» **What to work on**
Copy out all lines from the material that contain the string "doesn".

» **Data records**

PR #946, opened 2021-06-08
Partially revert change to replace the static project cache with a Component

pshapiro4broad:
This changes the code back so that there's a static cache in `BigQueryProject`. The test code uses a `put()` API to insert the test data in the cache.

While I was at it, I noticed `bigQueryProjectForDataset()` and `bigQueryProjectForSnapshot()`. These are effectively factory methods, so it seemed best to either put them in `Dataset` and `Snapshot` as `toX` methods, or put them in `BigQueryProject` as `fromX` methods. I think `fromX` makes more sense, but either way could work.


src/test/java/bio/terra/service/tabulardata/google/BigQueryPdaoUnitTest.java
```diff
@@ -111,25 +113,22 @@
...
     private BigQuery bigQueryDataset;
-    @Mock
-    private BigQueryProjectProvider bigQueryProjectProvider;
 
     private Snapshot snapshot;
     private BigQueryPdao dao;
 
     @Before
     public void setUp() throws Exception {
-        MockitoAnnotations.initMocks(this);
```
nmalfroy, line 122: conversely, could have just changed this to `MockitoAnnotations.openMocks(this)`

nmalfroy (approved):
Cool, I dig this approach

src/test/java/bio/terra/service/tabulardata/google/BigQueryPdaoUnitTest.java
pshapiro4broad: According to the docs `closeMocks()` is needed so I think using the runner is a better approach. https://www.javadoc.io/doc/org.mockito/mockito-core/latest/org/mockito/MockitoAnnotations.html

This has the restriction of not being able to use other runners though. Another way to do it would be to use [MockitoRule](https://www.javadoc.io/doc/org.mockito/mockito-core/2.2.9/org/mockito/junit/MockitoRule.html). Maybe that's the best approach as it works in all cases?

fboulnois (approved):
Overall lgtm, the `getSnapshotTableData` method in `BigQueryPdao` will need to be updated to use `BigQueryProject.from`.

PR #947, opened 2021-06-08
Dr 1830 query test

tcjiang9:


src/main/java/bio/terra/service/search/SearchService.java
```diff
@@ -179,7 +180,7 @@ public SearchQueryResultModel querySnapshot(
 
     }
 
-    private List<Map<String, String>> hitsToMap(SearchHits hits) {
+    private List<Map<String, String>> hitsToMap(SearchHit[] hits) {
```
pshapiro4broad: Was this changed to support mocking? You could also mock `SearchHits.iterator()` rather than change this code, as it's not obvious from looking at this code why `getHits()` is used instead of the iterator interface.

src/main/java/bio/terra/service/search/SearchService.java
```diff
@@ -154,7 +155,7 @@ public SearchQueryResultModel querySnapshot(
         WrapperQueryBuilder wrapperQuery = QueryBuilders.wrapperQuery(searchQueryRequest.getQuery());
         searchSourceBuilder.query(wrapperQuery);
 
-        var validIndexes = getValidIndexes();
+        Set<String> validIndexes = getValidIndexes();
```
pshapiro4broad, line 158: I'm wondering why you changed this from `var`. I think we should use `var` but I'd like to find out more about when people think it would be good or bad to use it.

src/test/java/bio/terra/service/search/SearchServiceTest.java
```diff
@@ -0,0 +1,148 @@
...
+
+        searchIndexRequest = getSearchIndexRequest();
+        snapshot = getSnapshot();
+        values = getSnapshotTableData();
+
+        when(client.indices()).thenReturn(indicesClient);
+    }
+
+    @Test
+    public void indexSnapshotTest() throws Exception {
```
pshapiro4broad: I'm assuming that the index related code is still WIP on Florian's branch and is not part of this review?

src/test/java/bio/terra/service/search/SearchServiceTest.java
```diff
@@ -0,0 +1,148 @@
...
+        mockGetSnapshotTableData();
+        //service.indexSnapshot(snapshot, searchIndexRequest);
+    }
+
+    @Test
+    public void querySnapshotTest() throws Exception {
+        GetAliasesResponse mockResponse = Mockito.mock(GetAliasesResponse.class);
```
pshapiro4broad: In test code it's OK to static import test classes, and it's usual to static import the mock and matcher classes. So this could be 
```suggestion
        GetAliasesResponse mockResponse = mock(GetAliasesResponse.class);
```

And below you could use `any()` instead of `Mockito.any()`, etc.

src/test/java/bio/terra/service/search/SearchServiceTest.java
```diff
@@ -0,0 +1,148 @@
...
+        when(mockResponse.getAliases()).thenReturn(Map.of("0f14d0ab-9605-4a62-a9e4-5ed26688389b", new HashSet<>()));
```
pshapiro4broad: Does the set have to be modifiable? If not you can use the empty set:
```suggestion
        when(mockResponse.getAliases()).thenReturn(Map.of("0f14d0ab-9605-4a62-a9e4-5ed26688389b", Set.of()));
```

src/test/java/bio/terra/service/search/SearchServiceTest.java
```diff
@@ -0,0 +1,148 @@
...
+        when(indicesClient.getAlias(Mockito.any(GetAliasesRequest.class), Mockito.any(RequestOptions.class)))
+                .thenReturn(mockResponse);
+        List<UUID> snaptshotIdsToQuery = Arrays.asList(
```
pshapiro4broad: Just like `Map.of()`, there's `List.of()` that is IMO a more idiomatic form than `Arrays.asList()`
```suggestion
        List<UUID> snaptshotIdsToQuery = List.of(
```

src/test/java/bio/terra/service/search/SearchServiceTest.java
```diff
@@ -0,0 +1,148 @@
...
+    public void indexSnapshotTest() throws Exception {
+        mockGetSnapshotTableData();
+        //service.indexSnapshot(snapshot, searchIndexRequest);
+    }
+
+    @Test
+    public void querySnapshotTest() throws Exception {
+        GetAliasesResponse mockResponse = Mockito.mock(GetAliasesResponse.class);
+        when(mockResponse.getAliases()).thenReturn(Map.of("0f14d0ab-9605-4a62-a9e4-5ed26688389b", new HashSet<>()));
+        when(indicesClient.getAlias(Mockito.any(GetAliasesRequest.class), Mockito.any(RequestOptions.class)))
```
pshapiro4broad: I think you can use the no-arg `any()` here, which can infer the class type based on context.

pshapiro4broad (approved):
Only a few minor comments, looks good otherwise.

src/test/java/bio/terra/service/search/SearchServiceTest.java
fboulnois: Yes, this is before the rebase I did earlier today.

src/test/java/bio/terra/service/search/SearchServiceTest.java
tcjiang9: In my experience it's better to be explicit about the code where you can, I've been discouraged from using blank any() when possible in the past

src/main/java/bio/terra/service/search/SearchService.java
tcjiang9: I think we should use var if we're immediately passing the variable outside the class, or the variable name is descriptive of the type, but if there's still logic we need to perform on it, we should keep the explicit type for readability purposes.

tcjiang9: http://openjdk.java.net/projects/amber/LVTIstyle.html

describes some good var uses. Like if your variable name is just a repeat of the object type. Like `var inputStream` instead of `InputStream inputStream`

src/test/java/bio/terra/service/search/SearchServiceTest.java
```diff
@@ -71,22 +88,48 @@ public void indexSnapshotTest() throws Exception {
...
+
     private void mockGetSnapshotTableData() throws InterruptedException {
         when(bigQueryPdao.getSnapshotTableData(snapshot, searchIndexRequest.getSql()))
             .thenReturn(values);
     }
 
     private void mockIndexRequest() throws Exception {
         when(client.indices()).thenReturn(indicesClient);
-        when(client.indices().create(Mockito.any(CreateIndexRequest.class), Mockito.eq(RequestOptions.DEFAULT)))
+        when(client.indices().create(any(CreateIndexRequest.class), Mockito.eq(RequestOptions.DEFAULT)))
```
fboulnois: You'll probably want to pull `Mockito.eq` too

src/main/java/bio/terra/service/search/SearchService.java
pshapiro4broad: Interesting, I hadn't seen that before, I'll have to read that. The document I'd seen before is https://openjdk.java.net/projects/amber/LVTIFAQ.html

src/test/java/bio/terra/service/search/SearchServiceTest.java
```diff
@@ -71,22 +88,48 @@ public void indexSnapshotTest() throws Exception {
         assertEquals(indexName, searchIndexModel.getIndexSummary());
     }
 
+    @Test
+    public void querySnapshotTest() throws Exception {
+        GetAliasesResponse mockResponse = mock(GetAliasesResponse.class);
+        when(mockResponse.getAliases()).thenReturn(Map.of("0f14d0ab-9605-4a62-a9e4-5ed26688389b", Set.of()));
+        when(indicesClient.getAlias(any(GetAliasesRequest.class), any(RequestOptions.class)))
+                .thenReturn(mockResponse);
+        List<UUID> snaptshotIdsToQuery = List.of(
```
fboulnois: nit:
```suggestion
        List<UUID> snapshotIdsToQuery = List.of(
```

src/test/java/bio/terra/service/search/SearchServiceTest.java
```diff
@@ -71,22 +88,48 @@ public void indexSnapshotTest() throws Exception {
         assertEquals(indexName, searchIndexModel.getIndexSummary());
     }
 
+    @Test
+    public void querySnapshotTest() throws Exception {
+        GetAliasesResponse mockResponse = mock(GetAliasesResponse.class);
+        when(mockResponse.getAliases()).thenReturn(Map.of("0f14d0ab-9605-4a62-a9e4-5ed26688389b", Set.of()));
```
fboulnois: Is this the name of the index alias? If so, it should be `idx-<id>` (see `indexName`), correct?

pshapiro4broad: It would be good to use a named constant or local variable for `"0f14d0ab-9605-4a62-a9e4-5ed26688389b"` so it's clear that the same UUID is used both here and on line 98.

fboulnois (changes requested):
I don't have a strong feeling on the use of `var`. A few other suggestions:

pshapiro4broad (approved):
One last (minor) comment

src/test/java/bio/terra/service/search/SearchServiceTest.java
tcjiang9: it doesn't actually affect the test, but I can change it to be more accurate to indexing behavior.

src/test/java/bio/terra/service/search/SearchServiceTest.java
pshapiro4broad: In the case of matching a method call argument, I don't see the benefit of passing in the parameter type. If you're reading the test code, does having it provide information that makes it easier to understand what the code is doing?

When the method is overloaded the return type of `any()` is ambiguous and must be provided. But I think it's ok to omit it in other cases.

fboulnois (approved):
lgtm, merge after I merge mine?

PR #948, opened 2021-06-10
DR-1882 Fix the smoke tests

nmalfroy:
Make sure that we are loading the data correctly (e.g. giving it the right path...BQ doesn't appear to recognize the double `//` in the load file path

I also added gradle.properties to the git ignore list which makes it easier to keep a local copy to test client changes (this has been an ongoing annoyance)

### DIFF
--- a/datarepo-clienttests/.gitignore
+++ b/datarepo-clienttests/.gitignore
@@ -20,3 +20,9 @@ hs_err_pid*
 target
 .gradle
 build
+
+# exclude property override that allows using jar for local client build
+# To use, build the jars at the top level with ./gradlew :datarepo-client:jar then add the following to you local
+# gradle.properties as:
+# datarepoclientjar=<absolute path to repo root>/datarepo-client/build/libs/<newest file>.jar
+gradle.properties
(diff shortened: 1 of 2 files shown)


samanehsan (approved):
Lgtm :octocat:

datarepo-clienttests/.gitignore
```diff
@@ -20,3 +20,9 @@ hs_err_pid*
 target
 .gradle
 build
+
+# exclude property override that allows using jar for local client build
+# To use, build the jars at the top level with ./gradlew :datarepo-client:jar then add the following to you local
```
pshapiro4broad: typo
```suggestion
# To use, build the jars at the top level with ./gradlew :datarepo-client:jar then add the following to your local
```

pshapiro4broad (approved):
Found a typo. The new code looks more correct to me but I'm wondering why this hasn't been an issue before, as the code is almost a year old.

nmalfroy:
I think there are two possible things:
- Shelby just fixed the behavior so it now correctly checks that snapshots aren't empty (I think it was working in certain cases though, so something about the path this takes now causes it to fail)
- It's possible BigQuery recently changed how they read gs paths where now it might be ignoring `//` in `gs://bucket/path//file.json` (even though from a GCS standpoint `gs://bucket/path//file.json` != `gs://bucket/path/file.json`)

fboulnois (approved):
lgtm

PR #950, opened 2021-06-10
DR-1781 Make cloud storage metadata cloud agnostic

nmalfroy:
This PR abstracts out the notion of storage, regions and resource types into interfaces and adds Azure equivalent implementations

There's some interesting deserialization code in here for figuring out, based on a region string or a resource type string, if it is an azure or google cloud option.

### DIFF
--- a/src/main/java/bio/terra/app/model/AzureCloudResource.java
+++ b/src/main/java/bio/terra/app/model/AzureCloudResource.java
@@ -18,6 +18,7 @@ public enum AzureCloudResource implements CloudResource {
         return value;
     }
 
+    @Override
     public String getValue() {
         return value;
     }
--- a/src/main/java/bio/terra/app/model/AzureCloudResource.java
+++ b/src/main/java/bio/terra/app/model/AzureCloudResource.java
@@ -3,12 +3,14 @@ package bio.terra.app.model;
 /**
  * Google cloud resources used by TDR.
  */
-public enum GoogleCloudResource implements CloudResource {
-    BIGQUERY("bigquery"), FIRESTORE("firestore"), BUCKET("bucket");
+public enum AzureCloudResource implements CloudResource {
+    APPLICATION_DEPLOYMENT("application_deployment"),
+    STORAGE_ACCOUNT("storage_account"),
+    SYNAPSE_WORKSPACE("synapse_workspace");
 
     private final String value;
 
-    GoogleCloudResource(String value) {
+    AzureCloudResource(String value) {
         this.value = value;
     }
 
@@ -20,8 +22,8 @@ public enum GoogleCloudResource implements CloudResource {
         return value;
     }
 
-    public static GoogleCloudResource fromValue(String text) {
-        for (GoogleCloudResource resource : GoogleCloudResource.values()) {
+    public static AzureCloudResource fromValue(String text) {
+        for (AzureCloudResource resource : AzureCloudResource.values()) {
             if (resource.value.equalsIgnoreCase(text)) {
                 return resource;
             }
--- a/src/main/java/bio/terra/app/model/AzureCloudResource.java
+++ b/src/main/java/bio/terra/app/model/AzureCloudResource.java
@@ -1,7 +1,7 @@
 package bio.terra.app.model;
 
 /**
- * Google cloud resources used by TDR.
+ * Azure cloud resources used by TDR.
  */
 public enum AzureCloudResource implements CloudResource {
     APPLICATION_DEPLOYMENT("application_deployment"),
--- a/src/main/java/bio/terra/app/model/AzureRegion.java
+++ b/src/main/java/bio/terra/app/model/AzureRegion.java
@@ -92,7 +92,8 @@ public enum AzureRegion implements CloudRegion {
     }
 
     /**
-     * Differs from ofValue in that this does not fail if no value is found
+     * Differs from {@link #valueOf(String)} in that this does not fail if no value is found, and uses
+     * a case insensitive compare
      * @param text region to look up
      * @return A GoogleRegion or null if none is found
      */
--- a/src/main/java/bio/terra/app/model/AzureRegion.java
+++ b/src/main/java/bio/terra/app/model/AzureRegion.java
@@ -83,6 +83,7 @@ public enum AzureRegion implements CloudRegion {
         this.value = value;
     }
 
+    @Override
     public String getValue() {
         return value;
     }
--- a/src/main/java/bio/terra/app/model/AzureRegion.java
+++ b/src/main/java/bio/terra/app/model/AzureRegion.java
@@ -96,7 +96,7 @@ public enum AzureRegion implements CloudRegion {
      * Differs from {@link #valueOf(String)} in that this does not fail if no value is found, and uses
      * a case insensitive compare
      * @param text region to look up
-     * @return A GoogleRegion or null if none is found
+     * @return An AzureRegion or null if none is found
      */
     public static AzureRegion fromName(String text) {
         for (AzureRegion region : AzureRegion.values()) {
--- a/src/main/java/bio/terra/app/model/AzureRegion.java
+++ b/src/main/java/bio/terra/app/model/AzureRegion.java
@@ -1,0 +1,121 @@
+package bio.terra.app.model;
+
+import java.util.Optional;
+
+/**
+ * Valid regions in Azure.
+ */
+public enum AzureRegion implements CloudRegion {
+    EAST_US("eastus"),
+    EAST_US_2("eastus2"),
+    SOUTH_CENTRAL_US("southcentralus"),
+    WEST_US_2("westus2"),
+    WEST_US_3("westus3"),
+    AUSTRALIA_EAST("australiaeast"),
+    SOUTHEAST_ASIA("southeastasia"),
+    NORTH_EUROPE("northeurope"),
+    SWEDEN_CENTRAL("swedencentral"),
+    UK_SOUTH("uksouth"),
+    WEST_EUROPE("westeurope"),
+    CENTRAL_US("centralus"),
+    NORTH_CENTRAL_US("northcentralus"),
+    WEST_US("westus"),
+    SOUTH_AFRICA_NORTH("southafricanorth"),
+    CENTRAL_INDIA("centralindia"),
+    EAST_ASIA("eastasia"),
+    JAPAN_EAST("japaneast"),
+    JIO_INDIA_WEST("jioindiawest"),
+    KOREA_CENTRAL("koreacentral"),
+    CANADA_CENTRAL("canadacentral"),
+    FRANCE_CENTRAL("francecentral"),
+    GERMANY_WEST_CENTRAL("germanywestcentral"),
+    NORWAY_EAST("norwayeast"),
+    SWITZERLAND_NORTH("switzerlandnorth"),
+    UAE_NORTH("uaenorth"),
+    BRAZIL_SOUTH("brazilsouth"),
+    CENTRAL_US_STAGE("centralusstage"),
+    EAST_US_STAGE("eastusstage"),
+    EAST_US_2_STAGE("eastus2stage"),
+    NORTH_CENTRAL_US_STAGE("northcentralusstage"),
+    SOUTH_CENTRAL_US_STAGE("southcentralusstage"),
+    WEST_US_STAGE("westusstage"),
+    WEST_US_2_STAGE("westus2stage"),
+    ASIA("asia"),
+    ASIA_PACIFIC("asiapacific"),
+    AUSTRALIA("australia"),
+    BRAZIL("brazil"),
+    CANADA("canada"),
+    EUROPE("europe"),
+    GLOBAL("global"),
+    INDIA("india"),
+    JAPAN("japan"),
+    UNITED_KINGDOM("uk"),
+    UNITED_STATES("unitedstates"),
+    EAST_ASIA_STAGE("eastasiastage"),
+    SOUTHEAST_ASIA_STAGE("southeastasiastage"),
+    CENTRAL_US_EUAP("centraluseuap"),
+    EAST_US_2_EUAP("eastus2euap"),
+    WEST_CENTRAL_US("westcentralus"),
+    SOUTH_AFRICA_WEST("southafricawest"),
+    AUSTRALIA_CENTRAL("australiacentral"),
+    AUSTRALIA_CENTRAL_2("australiacentral2"),
+    AUSTRALIA_SOUTHEAST("australiasoutheast"),
+    JAPAN_WEST("japanwest"),
+    JIO_INDIA_CENTRAL("jioindiacentral"),
+    KOREA_SOUTH("koreasouth"),
+    SOUTH_INDIA("southindia"),
+    WEST_INDIA("westindia"),
+    CANADA_EAST("canadaeast"),
+    FRANCE_SOUTH("francesouth"),
+    GERMANY_NORTH("germanynorth"),
+    NORWAY_WEST("norwaywest"),
+    SWEDEN_SOUTH("swedensouth"),
+    SWITZERLAND_WEST("switzerlandwest"),
+    UK_WEST("ukwest"),
+    UAE_CENTRAL("uaecentral"),
+    BRAZIL_SOUTHEAST("brazilsoutheast");
+
+    public static final AzureRegion DEFAULT_AZURE_REGION = AzureRegion.CENTRAL_US;
+
+    private final String value;
+
+    AzureRegion(String value) {
+        this.value = value;
+    }
+
+    public String getValue() {
+        return value;
+    }
+
+    public String toString() {
+        return value;
+    }
+
+    /**
+     * Differs from ofValue in that this does not fail if no value is found
+     * @param text region to look up
+     * @return A GoogleRegion or null if none is found
+     */
+    public static AzureRegion fromName(String text) {
+        for (AzureRegion region : AzureRegion.values()) {
+            if (region.name().equalsIgnoreCase(text)) {
+                return region;
+            }
+        }
+        return null;
+    }
+
+    public static AzureRegion fromValue(String text) {
+        for (AzureRegion region : AzureRegion.values()) {
+            if (region.value.equalsIgnoreCase(text)) {
+                return region;
+            }
+        }
+        return null;
+    }
+
+    public static AzureRegion fromValueWithDefault(String text) {
+        return Optional.ofNullable(AzureRegion.fromValue(text)).orElse(AzureRegion.DEFAULT_AZURE_REGION);
+    }
+
+}
--- a/src/main/java/bio/terra/app/model/CloudRegion.java
+++ b/src/main/java/bio/terra/app/model/CloudRegion.java
@@ -17,7 +17,16 @@ import java.io.IOException;
  */
 @JsonDeserialize(using = CloudRegion.CloudRegionDeserializer.class)
 public interface CloudRegion {
+
+    /**
+     * Returns the implementing enumeration name
+     */
     String name();
+
+    /**
+     * Return the region string that the cloud provider can understand
+     */
+    String getValue();
 
     class CloudRegionDeserializer extends StdDeserializer<CloudRegion> {
 
--- a/src/main/java/bio/terra/app/model/CloudRegion.java
+++ b/src/main/java/bio/terra/app/model/CloudRegion.java
@@ -1,0 +1,62 @@
+package bio.terra.app.model;
+
+
+import bio.terra.common.EnumUtils;
+import com.fasterxml.jackson.core.JsonParser;
+import com.fasterxml.jackson.core.JsonProcessingException;
+import com.fasterxml.jackson.databind.DeserializationContext;
+import com.fasterxml.jackson.databind.JsonNode;
+import com.fasterxml.jackson.databind.annotation.JsonDeserialize;
+import com.fasterxml.jackson.databind.deser.std.StdDeserializer;
+import com.fasterxml.jackson.databind.exc.InvalidFormatException;
+
+import java.io.IOException;
+
+/**
+ * Represents regions across different cloud providers
+ */
+@JsonDeserialize(using = CloudRegion.CloudRegionDeserializer.class)
+public interface CloudRegion {
+    String name();
+
+    class CloudRegionDeserializer extends StdDeserializer<CloudRegion> {
+
+        public CloudRegionDeserializer() {
+            this(CloudRegion.class);
+        }
+        public CloudRegionDeserializer(Class<?> vc) {
+            super(vc);
+        }
+
+        @Override
+        public CloudRegion deserialize(
+            JsonParser jsonParser,
+            DeserializationContext ctxt) throws IOException, JsonProcessingException {
+            JsonNode node = jsonParser.getCodec().readTree(jsonParser);
+            if (node.isNull()) {
+                return null;
+            }
+            if (!node.isTextual()) {
+                throw new InvalidFormatException(
+                    jsonParser,
+                    "Invalid representation of CloudRegion",
+                    node,
+                    CloudRegion.class);
+            }
+            String value = node.textValue();
+            CloudRegion region = EnumUtils.valueOfLenient(GoogleRegion.class, value);
+            if (region != null) {
+                return region;
+            }
+            region = EnumUtils.valueOfLenient(AzureRegion.class, value);
+            if (region != null) {
+                return region;
+            }
+            throw new InvalidFormatException(
+                jsonParser,
+                String.format("Unrecognized CloudRegion: %s", value),
+                node,
+                CloudRegion.class);
+        }
+    }
+}
--- a/src/main/java/bio/terra/app/model/CloudResource.java
+++ b/src/main/java/bio/terra/app/model/CloudResource.java
@@ -1,0 +1,60 @@
+package bio.terra.app.model;
+
+import bio.terra.common.EnumUtils;
+import com.fasterxml.jackson.core.JsonParser;
+import com.fasterxml.jackson.databind.DeserializationContext;
+import com.fasterxml.jackson.databind.JsonNode;
+import com.fasterxml.jackson.databind.annotation.JsonDeserialize;
+import com.fasterxml.jackson.databind.deser.std.StdDeserializer;
+import com.fasterxml.jackson.databind.exc.InvalidFormatException;
+
+import java.io.IOException;
+
+/**
+ * Represents resource types across different cloud providers
+ */
+@JsonDeserialize(using = CloudResource.CloudResourceDeserializer.class)
+public interface CloudResource {
+    String name();
+
+    class CloudResourceDeserializer extends StdDeserializer<CloudResource> {
+
+        public CloudResourceDeserializer() {
+            this(CloudResource.class);
+        }
+        public CloudResourceDeserializer(Class<?> vc) {
+            super(vc);
+        }
+
+        @Override
+        public CloudResource deserialize(
+            JsonParser jsonParser,
+            DeserializationContext ctxt) throws IOException {
+            JsonNode node = jsonParser.getCodec().readTree(jsonParser);
+            if (node.isNull()) {
+                return null;
+            }
+            if (!node.isTextual()) {
+                throw new InvalidFormatException(
+                    jsonParser,
+                    "Invalid representation of CloudResource",
+                    node,
+                    CloudResource.class);
+            }
+            String value = node.textValue();
+            CloudResource resource = EnumUtils.valueOfLenient(GoogleCloudResource.class, value);
+            if (resource != null) {
+                return resource;
+            }
+            resource = EnumUtils.valueOfLenient(AzureCloudResource.class, value);
+            if (resource != null) {
+                return resource;
+            }
+            throw new InvalidFormatException(
+                jsonParser,
+                String.format("Unrecognized CloudResource: %s", value),
+                node,
+                CloudResource.class);
+        }
+    }
+}
--- a/src/main/java/bio/terra/app/model/CloudResource.java
+++ b/src/main/java/bio/terra/app/model/CloudResource.java
@@ -15,7 +15,16 @@ import java.io.IOException;
  */
 @JsonDeserialize(using = CloudResource.CloudResourceDeserializer.class)
 public interface CloudResource {
+
+    /**
+     * Returns the implementing enumeration name
+     */
     String name();
+
+    /**
+     * Return the resource value that is exposed to the user
+     */
+    String getValue();
 
     class CloudResourceDeserializer extends StdDeserializer<CloudResource> {
 
--- a/src/main/java/bio/terra/app/model/GoogleRegion.java
+++ b/src/main/java/bio/terra/app/model/GoogleRegion.java
@@ -1,14 +1,16 @@
 package bio.terra.app.model;
 
+import bio.terra.model.CloudPlatform;
 import bio.terra.service.dataset.StorageResource;
 
 import java.util.List;
 import java.util.Optional;
+import java.util.stream.Collectors;
 
 /**
  * Valid regions in Google.
  */
-public enum GoogleRegion {
+public enum GoogleRegion implements CloudRegion {
         ASIA_EAST2("asia-east2"),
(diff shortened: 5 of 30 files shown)


src/main/java/bio/terra/app/model/AzureCloudResource.java
```diff
@@ -0,0 +1,33 @@
+package bio.terra.app.model;
+
+/**
+ * Google cloud resources used by TDR.
```
pshapiro4broad: typo
```suggestion
 * Azure cloud resources used by TDR.
```

src/main/java/bio/terra/app/model/AzureRegion.java
```diff
@@ -0,0 +1,121 @@
...
+        this.value = value;
+    }
+
+    public String getValue() {
+        return value;
+    }
+
+    public String toString() {
+        return value;
+    }
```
PR #951, opened 2021-06-11
DR-1863 Enable firestore in correct region

tlangs:
We didn't actually put firestore in the correct region for dataset creation. We only did it for snapshot creation. This fixes that. I've also renamed stuff because its the actual `enableFirestore` method that gets the fallback region now.


nmalfroy (approved):
looks good!

samanehsan (approved):
Lgtm! (after the tests pass) 🗺️

snf2ye (approved):

PR #952, opened 2021-06-11
Script to clear out personal deployment databases

tlangs:
It can be annoying to manually clear out a personal deployment database, so I automated it! This script has been coded to reject the `dev` namespace, so you'd have to be purposefully trying to clear it out to make the script wipe dev. The script is also hardcoded to hit the dev namespace, so it can never be used to wipe prod.


tools/clearPersonalDeployment.sh
```diff
@@ -0,0 +1,86 @@
...
+trap finish EXIT
+
+function stderr {
+    >&2 echo "$@"
+}
+
+function proxy_db_return_pid {
+  local pod=$(kubectl get pod --namespace ${NAMESPACE} | grep sqlproxy | awk '{print $1}')
+  stderr "Connecting to pod ${pod}"
+  kubectl port-forward --namespace tl ${pod} 5433:5432 > /dev/null &
```
snf2ye: "tl" needs to be switched to namespace var

snf2ye (changes requested):
Thanks for putting this together! I was able to use it this morning after one of my integration tests failed!
I'm getting the following error, but it appears to have worked!
image

tools/clearPersonalDeployment.sh
```diff
@@ -0,0 +1,86 @@
+#!/usr/bin/env bash
+
+# This script truncates all tables in a personal deployment. It is coded to never be able to run against dev.
+# Pass the '-n <namespace>' option to choose which deployment to clear out.
+
+declare NAMESPACE=""
+declare dev_regex="^[dev]"
+declare -a TABLES_TO_TRUNCATE=(databasechangeloglock
+databasechangelog
```
pshapiro4broad: It's fragile to maintain a list of table names here. Is there a reason why you don't drop all?

Also it seems like `Migrate.migrateDatabase()` could support `dropAllOnStart` for personal deployments which would give us another way to do this.

tools/clearPersonalDeployment.sh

» **Answer area**
tcjiang9: it doesn't actually affect the test, but I can change it to be more accurate to indexing behavior.
Make sure that we are loading the data correctly (e.g. giving it the right path...BQ doesn't appear to recognize the double `//` in the load file path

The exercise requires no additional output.